WHAT YOU NEED TO DO = Say how many lines of the listing below include the string "text" and add nothing else.

▬▬▬▬▬▬▬▬▬▬

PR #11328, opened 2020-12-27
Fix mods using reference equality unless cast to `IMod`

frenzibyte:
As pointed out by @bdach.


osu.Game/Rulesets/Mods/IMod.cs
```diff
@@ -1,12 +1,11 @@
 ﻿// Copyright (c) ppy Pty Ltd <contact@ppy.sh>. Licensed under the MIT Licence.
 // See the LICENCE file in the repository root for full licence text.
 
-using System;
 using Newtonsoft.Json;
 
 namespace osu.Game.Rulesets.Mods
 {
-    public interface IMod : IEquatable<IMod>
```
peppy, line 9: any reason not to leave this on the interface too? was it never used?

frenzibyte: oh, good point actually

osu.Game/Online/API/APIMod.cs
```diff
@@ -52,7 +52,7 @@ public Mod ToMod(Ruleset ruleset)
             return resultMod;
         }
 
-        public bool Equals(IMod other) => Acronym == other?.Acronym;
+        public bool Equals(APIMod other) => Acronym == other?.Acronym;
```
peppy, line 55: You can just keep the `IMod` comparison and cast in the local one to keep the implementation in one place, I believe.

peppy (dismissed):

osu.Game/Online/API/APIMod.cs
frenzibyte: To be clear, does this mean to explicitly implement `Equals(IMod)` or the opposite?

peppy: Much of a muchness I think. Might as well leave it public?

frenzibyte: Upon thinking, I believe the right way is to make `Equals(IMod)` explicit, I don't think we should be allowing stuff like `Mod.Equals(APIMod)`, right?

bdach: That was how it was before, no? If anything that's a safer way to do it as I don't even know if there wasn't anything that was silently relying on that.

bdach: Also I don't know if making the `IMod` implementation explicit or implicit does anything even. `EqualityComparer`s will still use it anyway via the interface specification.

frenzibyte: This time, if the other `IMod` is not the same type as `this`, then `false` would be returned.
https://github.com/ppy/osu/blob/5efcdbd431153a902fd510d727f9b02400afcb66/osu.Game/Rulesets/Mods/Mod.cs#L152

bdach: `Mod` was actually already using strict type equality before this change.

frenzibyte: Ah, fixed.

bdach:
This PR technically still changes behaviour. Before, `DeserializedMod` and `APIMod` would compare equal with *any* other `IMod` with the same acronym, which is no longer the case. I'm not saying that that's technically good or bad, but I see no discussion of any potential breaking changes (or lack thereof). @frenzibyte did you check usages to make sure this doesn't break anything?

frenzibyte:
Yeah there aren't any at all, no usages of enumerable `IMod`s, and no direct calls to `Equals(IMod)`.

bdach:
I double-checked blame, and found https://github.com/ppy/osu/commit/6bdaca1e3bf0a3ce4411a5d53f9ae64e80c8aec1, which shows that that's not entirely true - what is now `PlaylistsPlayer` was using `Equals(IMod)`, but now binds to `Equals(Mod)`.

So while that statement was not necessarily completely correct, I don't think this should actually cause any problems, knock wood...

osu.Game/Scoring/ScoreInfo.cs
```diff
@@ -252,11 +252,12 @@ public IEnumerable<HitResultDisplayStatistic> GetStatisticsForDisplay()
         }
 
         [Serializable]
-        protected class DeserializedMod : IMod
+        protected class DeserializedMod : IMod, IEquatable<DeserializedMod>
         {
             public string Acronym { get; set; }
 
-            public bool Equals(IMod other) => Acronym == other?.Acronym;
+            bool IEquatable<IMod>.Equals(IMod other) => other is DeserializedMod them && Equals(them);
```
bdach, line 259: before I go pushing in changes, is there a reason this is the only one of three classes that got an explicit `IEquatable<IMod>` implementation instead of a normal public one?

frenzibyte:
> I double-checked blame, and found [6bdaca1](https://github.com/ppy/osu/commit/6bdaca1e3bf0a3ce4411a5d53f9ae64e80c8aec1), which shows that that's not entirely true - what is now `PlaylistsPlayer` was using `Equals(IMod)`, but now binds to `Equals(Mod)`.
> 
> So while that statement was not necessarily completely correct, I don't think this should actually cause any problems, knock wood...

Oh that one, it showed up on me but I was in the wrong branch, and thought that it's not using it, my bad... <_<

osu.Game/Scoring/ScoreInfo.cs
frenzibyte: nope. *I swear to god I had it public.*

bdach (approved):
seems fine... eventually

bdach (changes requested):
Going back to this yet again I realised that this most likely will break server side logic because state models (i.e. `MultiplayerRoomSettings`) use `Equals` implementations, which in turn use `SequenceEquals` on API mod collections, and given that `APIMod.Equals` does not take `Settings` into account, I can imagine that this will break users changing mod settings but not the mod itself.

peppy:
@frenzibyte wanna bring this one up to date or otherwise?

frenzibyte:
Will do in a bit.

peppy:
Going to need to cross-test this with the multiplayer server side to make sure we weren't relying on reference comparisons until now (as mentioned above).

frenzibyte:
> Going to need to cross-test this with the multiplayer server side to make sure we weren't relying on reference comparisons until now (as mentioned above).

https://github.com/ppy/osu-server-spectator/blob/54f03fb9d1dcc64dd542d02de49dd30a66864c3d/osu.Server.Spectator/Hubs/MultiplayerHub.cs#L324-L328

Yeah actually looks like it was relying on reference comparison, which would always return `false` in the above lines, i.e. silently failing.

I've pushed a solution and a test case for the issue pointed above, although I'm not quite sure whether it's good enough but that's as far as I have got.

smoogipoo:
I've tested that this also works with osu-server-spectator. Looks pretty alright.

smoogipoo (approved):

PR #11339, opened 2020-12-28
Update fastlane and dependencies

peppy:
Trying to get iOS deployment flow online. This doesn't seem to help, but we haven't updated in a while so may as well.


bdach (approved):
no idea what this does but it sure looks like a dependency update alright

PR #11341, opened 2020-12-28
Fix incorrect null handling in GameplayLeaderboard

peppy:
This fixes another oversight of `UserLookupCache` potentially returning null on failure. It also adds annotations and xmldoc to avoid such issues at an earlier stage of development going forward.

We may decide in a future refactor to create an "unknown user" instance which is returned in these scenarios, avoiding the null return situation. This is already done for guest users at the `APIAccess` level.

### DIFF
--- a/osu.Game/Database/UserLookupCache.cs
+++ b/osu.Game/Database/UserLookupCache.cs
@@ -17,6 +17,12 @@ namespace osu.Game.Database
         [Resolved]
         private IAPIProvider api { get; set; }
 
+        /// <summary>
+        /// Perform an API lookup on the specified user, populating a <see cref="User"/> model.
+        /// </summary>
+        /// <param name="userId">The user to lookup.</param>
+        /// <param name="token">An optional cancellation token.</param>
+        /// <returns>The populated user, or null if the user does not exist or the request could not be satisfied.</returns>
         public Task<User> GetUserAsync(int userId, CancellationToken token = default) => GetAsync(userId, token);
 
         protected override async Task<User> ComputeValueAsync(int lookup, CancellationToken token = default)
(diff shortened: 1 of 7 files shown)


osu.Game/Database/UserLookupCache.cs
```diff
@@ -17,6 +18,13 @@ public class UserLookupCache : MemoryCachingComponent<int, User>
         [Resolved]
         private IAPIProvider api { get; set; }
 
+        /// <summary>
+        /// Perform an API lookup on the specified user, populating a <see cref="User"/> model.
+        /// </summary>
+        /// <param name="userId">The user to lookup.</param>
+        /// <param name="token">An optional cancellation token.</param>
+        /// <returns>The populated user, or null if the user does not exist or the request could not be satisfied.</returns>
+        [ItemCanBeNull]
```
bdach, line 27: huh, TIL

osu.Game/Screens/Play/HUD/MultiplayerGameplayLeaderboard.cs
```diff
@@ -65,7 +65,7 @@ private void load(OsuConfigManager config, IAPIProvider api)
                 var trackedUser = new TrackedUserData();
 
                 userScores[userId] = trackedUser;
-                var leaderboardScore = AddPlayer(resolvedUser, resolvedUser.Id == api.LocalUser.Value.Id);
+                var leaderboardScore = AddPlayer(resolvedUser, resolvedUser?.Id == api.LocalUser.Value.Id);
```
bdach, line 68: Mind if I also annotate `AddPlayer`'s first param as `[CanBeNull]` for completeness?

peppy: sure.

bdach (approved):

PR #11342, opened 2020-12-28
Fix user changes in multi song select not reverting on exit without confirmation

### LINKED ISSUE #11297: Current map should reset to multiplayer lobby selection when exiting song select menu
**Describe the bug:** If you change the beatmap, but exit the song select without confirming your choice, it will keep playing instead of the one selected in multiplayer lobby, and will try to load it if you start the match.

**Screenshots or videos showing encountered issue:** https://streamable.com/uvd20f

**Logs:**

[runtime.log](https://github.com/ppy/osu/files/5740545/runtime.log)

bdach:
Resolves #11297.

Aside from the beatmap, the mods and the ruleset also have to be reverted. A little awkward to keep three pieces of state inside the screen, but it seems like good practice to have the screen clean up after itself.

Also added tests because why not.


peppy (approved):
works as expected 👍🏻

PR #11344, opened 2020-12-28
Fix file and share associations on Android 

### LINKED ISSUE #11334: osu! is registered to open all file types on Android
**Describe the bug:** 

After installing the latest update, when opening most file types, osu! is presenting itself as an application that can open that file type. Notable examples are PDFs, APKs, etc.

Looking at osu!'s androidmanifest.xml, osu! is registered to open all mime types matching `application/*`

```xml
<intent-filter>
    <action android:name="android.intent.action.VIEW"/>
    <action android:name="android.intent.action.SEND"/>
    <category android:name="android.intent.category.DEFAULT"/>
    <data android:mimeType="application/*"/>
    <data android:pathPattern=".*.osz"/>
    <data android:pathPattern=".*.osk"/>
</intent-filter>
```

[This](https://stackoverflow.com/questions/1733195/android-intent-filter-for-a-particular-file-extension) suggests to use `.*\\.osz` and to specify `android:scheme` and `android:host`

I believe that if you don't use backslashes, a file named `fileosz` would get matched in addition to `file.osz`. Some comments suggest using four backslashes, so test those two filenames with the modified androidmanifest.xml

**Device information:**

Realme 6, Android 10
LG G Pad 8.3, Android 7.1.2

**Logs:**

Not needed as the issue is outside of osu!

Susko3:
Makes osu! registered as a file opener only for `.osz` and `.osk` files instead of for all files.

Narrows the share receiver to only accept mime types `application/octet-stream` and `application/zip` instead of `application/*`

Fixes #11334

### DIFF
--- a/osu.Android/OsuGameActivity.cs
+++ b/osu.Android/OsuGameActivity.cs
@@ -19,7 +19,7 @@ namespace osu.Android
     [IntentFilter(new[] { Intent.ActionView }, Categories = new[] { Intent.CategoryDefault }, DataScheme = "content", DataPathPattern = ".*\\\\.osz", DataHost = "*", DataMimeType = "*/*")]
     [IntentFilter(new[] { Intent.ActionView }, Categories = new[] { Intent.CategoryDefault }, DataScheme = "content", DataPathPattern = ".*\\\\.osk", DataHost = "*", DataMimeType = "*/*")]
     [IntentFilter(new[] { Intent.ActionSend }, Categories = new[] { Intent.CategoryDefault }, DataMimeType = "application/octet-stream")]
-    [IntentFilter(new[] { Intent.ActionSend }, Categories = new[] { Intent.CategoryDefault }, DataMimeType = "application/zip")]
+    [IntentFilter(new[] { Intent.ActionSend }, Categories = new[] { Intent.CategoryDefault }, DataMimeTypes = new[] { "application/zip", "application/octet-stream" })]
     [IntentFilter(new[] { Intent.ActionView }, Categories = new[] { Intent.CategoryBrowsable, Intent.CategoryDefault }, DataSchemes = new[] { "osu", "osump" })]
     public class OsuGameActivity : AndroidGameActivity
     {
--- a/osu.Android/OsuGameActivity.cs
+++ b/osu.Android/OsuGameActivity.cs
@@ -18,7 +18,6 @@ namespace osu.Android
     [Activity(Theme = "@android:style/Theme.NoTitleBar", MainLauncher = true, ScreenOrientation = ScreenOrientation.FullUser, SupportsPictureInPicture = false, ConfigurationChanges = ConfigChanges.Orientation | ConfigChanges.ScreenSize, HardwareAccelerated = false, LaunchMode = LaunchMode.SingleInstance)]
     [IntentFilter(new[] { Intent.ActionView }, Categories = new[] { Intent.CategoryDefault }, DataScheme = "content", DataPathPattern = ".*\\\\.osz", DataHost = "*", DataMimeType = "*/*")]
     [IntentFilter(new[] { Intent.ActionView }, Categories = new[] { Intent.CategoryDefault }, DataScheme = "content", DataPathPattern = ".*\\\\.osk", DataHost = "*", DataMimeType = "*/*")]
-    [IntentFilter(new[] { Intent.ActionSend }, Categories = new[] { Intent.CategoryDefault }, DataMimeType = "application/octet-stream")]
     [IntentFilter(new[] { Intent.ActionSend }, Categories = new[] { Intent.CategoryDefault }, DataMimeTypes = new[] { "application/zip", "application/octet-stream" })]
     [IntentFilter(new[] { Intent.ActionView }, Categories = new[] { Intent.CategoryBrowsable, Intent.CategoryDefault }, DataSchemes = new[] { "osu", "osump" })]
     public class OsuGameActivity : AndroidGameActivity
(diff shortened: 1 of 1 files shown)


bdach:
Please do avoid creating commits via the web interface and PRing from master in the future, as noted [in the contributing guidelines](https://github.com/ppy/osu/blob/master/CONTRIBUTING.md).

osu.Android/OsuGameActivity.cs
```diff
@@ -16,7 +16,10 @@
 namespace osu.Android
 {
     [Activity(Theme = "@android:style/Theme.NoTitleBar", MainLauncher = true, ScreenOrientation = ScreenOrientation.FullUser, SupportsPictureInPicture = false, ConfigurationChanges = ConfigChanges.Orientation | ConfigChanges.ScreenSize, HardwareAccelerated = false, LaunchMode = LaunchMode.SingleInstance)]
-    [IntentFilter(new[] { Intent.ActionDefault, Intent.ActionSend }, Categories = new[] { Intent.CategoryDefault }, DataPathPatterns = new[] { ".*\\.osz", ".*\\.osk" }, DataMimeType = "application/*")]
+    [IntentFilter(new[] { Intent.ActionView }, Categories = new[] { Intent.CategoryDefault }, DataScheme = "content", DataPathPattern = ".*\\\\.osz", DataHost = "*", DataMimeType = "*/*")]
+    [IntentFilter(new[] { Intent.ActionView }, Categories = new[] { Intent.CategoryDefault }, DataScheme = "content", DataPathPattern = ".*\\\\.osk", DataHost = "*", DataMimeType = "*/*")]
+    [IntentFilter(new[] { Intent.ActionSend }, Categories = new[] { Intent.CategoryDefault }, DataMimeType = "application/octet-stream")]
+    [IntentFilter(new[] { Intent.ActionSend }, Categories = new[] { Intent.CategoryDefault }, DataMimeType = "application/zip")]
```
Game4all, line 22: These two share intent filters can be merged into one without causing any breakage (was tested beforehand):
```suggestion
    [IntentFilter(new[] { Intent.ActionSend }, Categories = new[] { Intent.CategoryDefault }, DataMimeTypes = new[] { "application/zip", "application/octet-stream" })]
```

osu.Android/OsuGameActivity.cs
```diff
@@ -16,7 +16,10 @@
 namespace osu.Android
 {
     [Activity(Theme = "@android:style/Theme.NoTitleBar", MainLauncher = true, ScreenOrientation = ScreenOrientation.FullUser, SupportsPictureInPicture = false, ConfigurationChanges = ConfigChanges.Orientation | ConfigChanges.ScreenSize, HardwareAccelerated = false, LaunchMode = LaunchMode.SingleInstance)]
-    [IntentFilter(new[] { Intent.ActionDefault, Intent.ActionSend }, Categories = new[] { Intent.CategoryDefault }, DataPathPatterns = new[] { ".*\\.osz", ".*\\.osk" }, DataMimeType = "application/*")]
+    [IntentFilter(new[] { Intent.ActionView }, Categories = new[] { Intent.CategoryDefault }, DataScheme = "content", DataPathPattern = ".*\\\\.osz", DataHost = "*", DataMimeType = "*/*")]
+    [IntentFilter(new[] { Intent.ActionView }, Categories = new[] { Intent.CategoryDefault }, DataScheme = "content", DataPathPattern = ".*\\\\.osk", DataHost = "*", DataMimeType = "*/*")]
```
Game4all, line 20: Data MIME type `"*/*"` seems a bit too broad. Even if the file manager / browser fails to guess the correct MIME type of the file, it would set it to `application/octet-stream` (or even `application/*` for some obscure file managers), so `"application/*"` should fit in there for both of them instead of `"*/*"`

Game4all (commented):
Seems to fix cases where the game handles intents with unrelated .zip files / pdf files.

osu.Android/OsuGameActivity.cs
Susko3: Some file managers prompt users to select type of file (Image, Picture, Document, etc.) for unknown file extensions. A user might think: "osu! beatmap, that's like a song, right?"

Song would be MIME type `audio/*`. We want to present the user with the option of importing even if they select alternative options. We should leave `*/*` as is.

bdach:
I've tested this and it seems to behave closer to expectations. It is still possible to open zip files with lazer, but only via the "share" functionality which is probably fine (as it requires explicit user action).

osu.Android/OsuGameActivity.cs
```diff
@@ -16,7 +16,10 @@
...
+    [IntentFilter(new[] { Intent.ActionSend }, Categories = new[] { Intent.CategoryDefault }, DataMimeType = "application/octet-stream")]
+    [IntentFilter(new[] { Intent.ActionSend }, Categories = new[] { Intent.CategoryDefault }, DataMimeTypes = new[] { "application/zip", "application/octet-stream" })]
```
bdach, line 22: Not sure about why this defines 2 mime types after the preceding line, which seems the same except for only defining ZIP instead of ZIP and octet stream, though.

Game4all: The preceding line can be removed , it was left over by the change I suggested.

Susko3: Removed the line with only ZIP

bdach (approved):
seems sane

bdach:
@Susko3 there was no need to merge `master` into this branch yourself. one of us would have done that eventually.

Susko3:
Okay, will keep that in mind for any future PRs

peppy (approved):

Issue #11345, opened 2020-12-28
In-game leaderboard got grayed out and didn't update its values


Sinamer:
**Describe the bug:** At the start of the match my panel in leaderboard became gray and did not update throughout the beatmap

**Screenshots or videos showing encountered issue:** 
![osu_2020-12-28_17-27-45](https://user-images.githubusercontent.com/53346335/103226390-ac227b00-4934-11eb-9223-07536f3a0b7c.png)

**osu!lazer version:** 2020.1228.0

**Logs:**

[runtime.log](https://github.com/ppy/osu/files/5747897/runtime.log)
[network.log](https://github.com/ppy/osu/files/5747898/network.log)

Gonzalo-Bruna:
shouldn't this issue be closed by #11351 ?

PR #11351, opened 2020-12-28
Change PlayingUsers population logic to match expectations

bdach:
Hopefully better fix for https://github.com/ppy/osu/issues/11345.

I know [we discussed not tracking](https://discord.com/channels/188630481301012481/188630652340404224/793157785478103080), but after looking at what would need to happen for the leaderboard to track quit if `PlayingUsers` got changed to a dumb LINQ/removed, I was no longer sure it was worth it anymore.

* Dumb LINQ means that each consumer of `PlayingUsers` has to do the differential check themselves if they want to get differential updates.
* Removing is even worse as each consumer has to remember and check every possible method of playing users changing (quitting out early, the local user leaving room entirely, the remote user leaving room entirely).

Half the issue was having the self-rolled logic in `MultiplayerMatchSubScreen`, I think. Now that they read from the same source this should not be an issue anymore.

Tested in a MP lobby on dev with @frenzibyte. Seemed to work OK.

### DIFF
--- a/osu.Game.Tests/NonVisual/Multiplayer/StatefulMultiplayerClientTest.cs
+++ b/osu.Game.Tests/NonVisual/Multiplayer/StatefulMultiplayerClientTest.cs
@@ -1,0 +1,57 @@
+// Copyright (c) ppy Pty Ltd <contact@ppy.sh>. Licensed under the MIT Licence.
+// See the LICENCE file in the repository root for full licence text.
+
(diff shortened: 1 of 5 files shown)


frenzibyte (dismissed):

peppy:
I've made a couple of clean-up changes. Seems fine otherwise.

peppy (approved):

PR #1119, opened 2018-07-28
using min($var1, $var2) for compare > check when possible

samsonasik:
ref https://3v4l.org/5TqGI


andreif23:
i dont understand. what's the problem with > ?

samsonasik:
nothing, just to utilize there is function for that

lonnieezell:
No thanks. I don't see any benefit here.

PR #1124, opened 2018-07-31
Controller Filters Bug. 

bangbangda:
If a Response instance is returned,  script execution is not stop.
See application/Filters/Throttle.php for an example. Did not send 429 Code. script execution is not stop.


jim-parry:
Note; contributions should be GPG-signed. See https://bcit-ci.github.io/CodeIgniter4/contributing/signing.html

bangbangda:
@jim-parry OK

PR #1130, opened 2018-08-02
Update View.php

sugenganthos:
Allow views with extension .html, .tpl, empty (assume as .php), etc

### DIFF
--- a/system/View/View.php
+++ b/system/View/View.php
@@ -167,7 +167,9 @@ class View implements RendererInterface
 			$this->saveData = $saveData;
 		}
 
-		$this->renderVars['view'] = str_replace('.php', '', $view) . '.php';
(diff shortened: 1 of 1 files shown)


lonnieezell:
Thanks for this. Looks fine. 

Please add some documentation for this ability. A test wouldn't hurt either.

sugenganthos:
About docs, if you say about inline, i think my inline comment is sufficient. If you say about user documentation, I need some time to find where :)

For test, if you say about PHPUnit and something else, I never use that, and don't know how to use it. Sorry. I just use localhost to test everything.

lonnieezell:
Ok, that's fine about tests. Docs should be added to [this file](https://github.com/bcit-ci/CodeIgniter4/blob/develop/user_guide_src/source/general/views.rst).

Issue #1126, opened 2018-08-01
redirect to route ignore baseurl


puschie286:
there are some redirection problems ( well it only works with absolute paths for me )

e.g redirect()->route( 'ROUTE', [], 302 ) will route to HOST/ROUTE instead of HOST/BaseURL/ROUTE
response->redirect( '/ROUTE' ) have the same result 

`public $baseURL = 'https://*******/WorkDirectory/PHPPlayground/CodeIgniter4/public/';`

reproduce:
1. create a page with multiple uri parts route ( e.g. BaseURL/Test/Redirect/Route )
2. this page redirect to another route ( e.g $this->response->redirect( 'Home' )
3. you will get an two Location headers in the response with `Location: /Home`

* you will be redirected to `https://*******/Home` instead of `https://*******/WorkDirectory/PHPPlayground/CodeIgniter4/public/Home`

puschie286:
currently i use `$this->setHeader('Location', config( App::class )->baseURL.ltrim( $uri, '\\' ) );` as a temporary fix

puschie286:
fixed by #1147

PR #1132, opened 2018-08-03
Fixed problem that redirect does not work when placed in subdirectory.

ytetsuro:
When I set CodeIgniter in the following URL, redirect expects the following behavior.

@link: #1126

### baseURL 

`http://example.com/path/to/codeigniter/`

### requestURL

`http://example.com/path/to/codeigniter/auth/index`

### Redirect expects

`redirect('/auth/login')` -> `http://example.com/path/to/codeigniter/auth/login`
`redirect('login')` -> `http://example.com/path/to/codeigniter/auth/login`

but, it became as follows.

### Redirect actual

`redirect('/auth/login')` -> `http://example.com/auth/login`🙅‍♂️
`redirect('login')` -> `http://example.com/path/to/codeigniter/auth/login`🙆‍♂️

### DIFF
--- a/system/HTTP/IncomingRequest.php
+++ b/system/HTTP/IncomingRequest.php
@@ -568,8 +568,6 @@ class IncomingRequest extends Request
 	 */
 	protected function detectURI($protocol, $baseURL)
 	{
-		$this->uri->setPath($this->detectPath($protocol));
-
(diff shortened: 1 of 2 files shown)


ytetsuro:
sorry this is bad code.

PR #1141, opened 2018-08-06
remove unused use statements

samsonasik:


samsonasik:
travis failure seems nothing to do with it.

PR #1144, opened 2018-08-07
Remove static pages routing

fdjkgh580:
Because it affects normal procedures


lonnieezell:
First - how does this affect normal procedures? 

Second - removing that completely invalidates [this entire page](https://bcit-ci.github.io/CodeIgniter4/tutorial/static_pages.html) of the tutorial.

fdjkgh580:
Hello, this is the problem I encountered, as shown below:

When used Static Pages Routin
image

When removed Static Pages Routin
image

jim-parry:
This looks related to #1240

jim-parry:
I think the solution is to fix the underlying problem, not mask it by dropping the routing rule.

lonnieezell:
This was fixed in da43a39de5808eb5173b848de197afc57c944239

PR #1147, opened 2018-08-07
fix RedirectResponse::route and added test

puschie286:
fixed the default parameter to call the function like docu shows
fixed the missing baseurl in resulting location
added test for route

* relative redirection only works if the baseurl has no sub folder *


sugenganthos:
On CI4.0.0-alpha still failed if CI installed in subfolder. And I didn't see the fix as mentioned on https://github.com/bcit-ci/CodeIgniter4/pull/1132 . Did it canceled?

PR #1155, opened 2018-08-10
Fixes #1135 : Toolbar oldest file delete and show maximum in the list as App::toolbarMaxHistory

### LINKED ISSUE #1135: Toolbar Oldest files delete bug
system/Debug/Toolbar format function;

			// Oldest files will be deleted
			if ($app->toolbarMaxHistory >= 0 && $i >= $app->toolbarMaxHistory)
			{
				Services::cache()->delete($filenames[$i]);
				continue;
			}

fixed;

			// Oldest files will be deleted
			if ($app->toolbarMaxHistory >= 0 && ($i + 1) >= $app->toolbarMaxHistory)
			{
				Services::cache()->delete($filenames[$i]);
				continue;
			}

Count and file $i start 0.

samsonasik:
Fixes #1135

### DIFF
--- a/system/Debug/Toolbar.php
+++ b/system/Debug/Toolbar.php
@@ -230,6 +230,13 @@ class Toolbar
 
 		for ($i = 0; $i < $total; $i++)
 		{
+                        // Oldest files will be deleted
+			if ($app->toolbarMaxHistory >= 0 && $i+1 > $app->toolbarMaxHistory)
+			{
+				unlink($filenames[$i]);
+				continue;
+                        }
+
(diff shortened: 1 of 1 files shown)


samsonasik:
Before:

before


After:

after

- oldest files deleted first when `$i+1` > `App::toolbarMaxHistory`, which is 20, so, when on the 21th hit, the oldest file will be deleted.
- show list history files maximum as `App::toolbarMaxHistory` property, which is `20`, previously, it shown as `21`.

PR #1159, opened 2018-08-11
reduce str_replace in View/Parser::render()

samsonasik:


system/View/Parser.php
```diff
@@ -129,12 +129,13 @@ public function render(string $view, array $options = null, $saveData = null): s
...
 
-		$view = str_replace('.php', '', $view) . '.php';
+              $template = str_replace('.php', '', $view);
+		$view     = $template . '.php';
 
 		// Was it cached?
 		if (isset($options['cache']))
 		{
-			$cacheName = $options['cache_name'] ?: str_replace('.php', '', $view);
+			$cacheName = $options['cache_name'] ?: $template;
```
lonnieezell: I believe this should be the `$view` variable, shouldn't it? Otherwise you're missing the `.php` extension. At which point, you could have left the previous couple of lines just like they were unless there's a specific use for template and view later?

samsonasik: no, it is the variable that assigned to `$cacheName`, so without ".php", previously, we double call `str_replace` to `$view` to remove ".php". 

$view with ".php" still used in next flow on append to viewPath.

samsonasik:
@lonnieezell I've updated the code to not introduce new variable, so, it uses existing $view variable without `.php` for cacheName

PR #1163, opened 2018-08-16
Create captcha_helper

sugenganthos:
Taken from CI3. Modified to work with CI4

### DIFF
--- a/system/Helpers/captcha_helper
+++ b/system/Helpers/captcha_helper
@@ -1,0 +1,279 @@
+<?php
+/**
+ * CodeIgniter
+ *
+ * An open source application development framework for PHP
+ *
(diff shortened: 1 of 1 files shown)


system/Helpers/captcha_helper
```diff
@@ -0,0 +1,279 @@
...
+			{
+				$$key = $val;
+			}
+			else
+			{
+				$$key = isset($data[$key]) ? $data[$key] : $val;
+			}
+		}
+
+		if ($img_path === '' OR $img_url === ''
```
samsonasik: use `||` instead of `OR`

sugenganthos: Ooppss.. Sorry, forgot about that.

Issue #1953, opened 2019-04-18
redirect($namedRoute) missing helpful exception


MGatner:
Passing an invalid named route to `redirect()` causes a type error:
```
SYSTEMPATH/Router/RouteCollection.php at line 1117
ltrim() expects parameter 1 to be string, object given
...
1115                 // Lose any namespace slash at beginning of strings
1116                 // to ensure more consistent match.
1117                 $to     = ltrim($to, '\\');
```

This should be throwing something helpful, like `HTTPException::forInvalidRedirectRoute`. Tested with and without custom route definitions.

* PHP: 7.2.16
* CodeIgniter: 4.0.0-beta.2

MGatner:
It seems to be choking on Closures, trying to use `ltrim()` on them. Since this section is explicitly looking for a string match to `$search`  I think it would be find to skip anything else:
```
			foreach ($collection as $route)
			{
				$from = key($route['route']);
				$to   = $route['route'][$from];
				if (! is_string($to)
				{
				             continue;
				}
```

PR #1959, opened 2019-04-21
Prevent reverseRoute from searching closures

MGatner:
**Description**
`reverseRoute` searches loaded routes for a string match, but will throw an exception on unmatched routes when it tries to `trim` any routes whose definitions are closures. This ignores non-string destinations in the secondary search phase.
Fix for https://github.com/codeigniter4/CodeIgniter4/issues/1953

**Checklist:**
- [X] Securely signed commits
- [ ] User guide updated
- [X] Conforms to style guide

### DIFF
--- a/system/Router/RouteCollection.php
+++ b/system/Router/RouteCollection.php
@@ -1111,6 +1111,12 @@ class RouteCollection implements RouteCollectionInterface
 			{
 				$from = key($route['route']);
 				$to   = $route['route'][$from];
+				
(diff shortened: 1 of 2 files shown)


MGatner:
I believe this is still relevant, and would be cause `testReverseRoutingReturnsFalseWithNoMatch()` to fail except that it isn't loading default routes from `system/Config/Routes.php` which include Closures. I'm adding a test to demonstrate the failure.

▬▬▬▬▬▬▬▬▬▬

SOLUTION TO THE EXERCISE = 2